The approximately 500-mile race was looking like it would finish in under 24 hours, but the wind went light for the final miles into San Diego (a real shocker for San Diego . . . just kidding). Despite the closing light-air miles, the winning elapsed time and new course record was 29 hours, 2 minutes and 29 seconds, for an average speed of about 17 knots. Ninety percent of the event was a high-speed drag race, where keeping the throttle down, minimizing mistakes and avoiding collisions were keys to success. Then, near the turning mark into San Diego when the wind went light, choosing wind angles, making tactical decisions, and nurturing a few knots out of the breeze that existed are what made the difference.
The new CA 500 was added to the growing, revitalized California Offshore Race Week, which this year included the Spinnaker Cup, the Coastal Cup, the Santa Barbara In-Port Race, the SoCal 300 and the CA 500. Participation in offshore racing has been in decline for many years, but the renewed efforts and collaboration between the clubs appear to be restoring energy and excitement to racing along the California coast. We’d love to see the trend continue.
Next up for the MOD70s will be the Transpac, where they’ll join another offshore success story: the huge anniversary fleet of about 100 boats in the 50th running of this California classic.
If variety is the spice, then the fifth annual Race To Alaska — the first segment of which started today — is a veritable jambalaya of waterborne fun. With the only rules being “no motor, no support,” pretty much anything that floats and can be motivated by wind or muscle power is going, including modern sailboats, an ancient sailboat (a 52-ft, 12-ton gaffer built in 1903), a variety of rowing craft, two stand-up paddleboards, and a “self-designed boat made from Hobie parts.”
If they all made it, 46 teams answered the starting gun at 5:00 this morning. The first short leg takes the fleet from Port Townsend, 40 miles across the Strait of Juan de Fuca to Victoria. The main action starts at high noon on Thursday. From Victoria, the next stop is Ketchikan, 710 miles up the Inland Passage, where the winds are as variable as string theory, and the currents make San Francisco Bay look like a still-life painting.
The teams with the best chance of actually winning the $10,000 first prize are on sailboats, all of which have been fitted with some sort of manual propulsion, be it rowing stations, paddles, pedal-driven propellers or, for all we know, swimming ahead of the boat with a rope in your teeth.
Most racers hail from the Pacific Northwest — Canada or Washington — but this year there are also entries from Pennsylvania, South Carolina, Wisconsin, Idaho, New York, Tennessee, Maine, Australia and the Netherlands.
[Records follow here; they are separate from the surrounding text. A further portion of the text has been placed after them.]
PR #2379, opened 2026-06-11
refactor: eliminate package-level mutable state in workload command

CygnusMaximillian:
### Description
This PR removes the package-level global mutable variable `var namespace string` from `cmd/scan/workload.go` and encapsulates it within the thread-safe `ScanInfo` configuration struct.

Global mutable state is an anti-pattern in Go CLI commands that compromises test isolation and limits concurrent safety. Moving this state to the local context ensures thread safety, removes flaky test bleeding, and cleans up standard boilerplate configuration.

### Scope & Impact
- **Surgical Refactor:** Re-binds the `--namespace` Cobra flag directly to the localized `scanInfo` reference.
- **Backward Compatible:** CLI flags, behavior, and user inputs remain completely unchanged.
- **Files Changed:** - `core/cautils/scaninfo.go` (Added field)
  - `cmd/scan/workload.go` (Removed global var, bound flag to struct)
  - `cmd/scan/workload_test.go` (Removed global state cleanups)

### Verification
- Verified all tests pass cleanly in parallel without state bleed.
- Ran `go build` and `go vet` (Clean exit)

## Summary by CodeRabbit

* **New Features**
  * Namespace parameter now integrated into workload scans, letting users specify target namespaces for scans.

* **Bug Fixes**
  * Improved error messaging for invalid workload identifiers by wrapping errors to provide clearer context.

* **Tests**
  * Tests updated to use per-test namespace values, improving reliability of workload-scan behavior verification.

### DIFF
--- a/cmd/scan/workload.go
+++ b/cmd/scan/workload.go
@@ -36,8 +36,6 @@ var (
 	ErrInvalidWorkloadIdentifier = errors.New("invalid workload identifier")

For the first three years of the R2AK, multihulls won. The course record of 3 days, 20 hours, set in 2016, is still held by one. Last year, a monohull won. The all-woman Team Sail Like a Girl kicked everyone’s butts sail/pedaling their Bainbridge Island-based Melges 32. They are back this year to see if they can make it a two-fer. There are also three entries from the Bay Area with a decent chance at a win: Team Shut Up and Drive (Beneteau 33, San Francisco), Team Givin’ the Horns (Corsair F31, Goleta [near Santa Barbara]) and Team High Sea Drifters (Olson 30, San Rafael).
The second-place prize is a set of steak knives. Really. But they’re nice steak knives. Everyone else has to settle for surviving.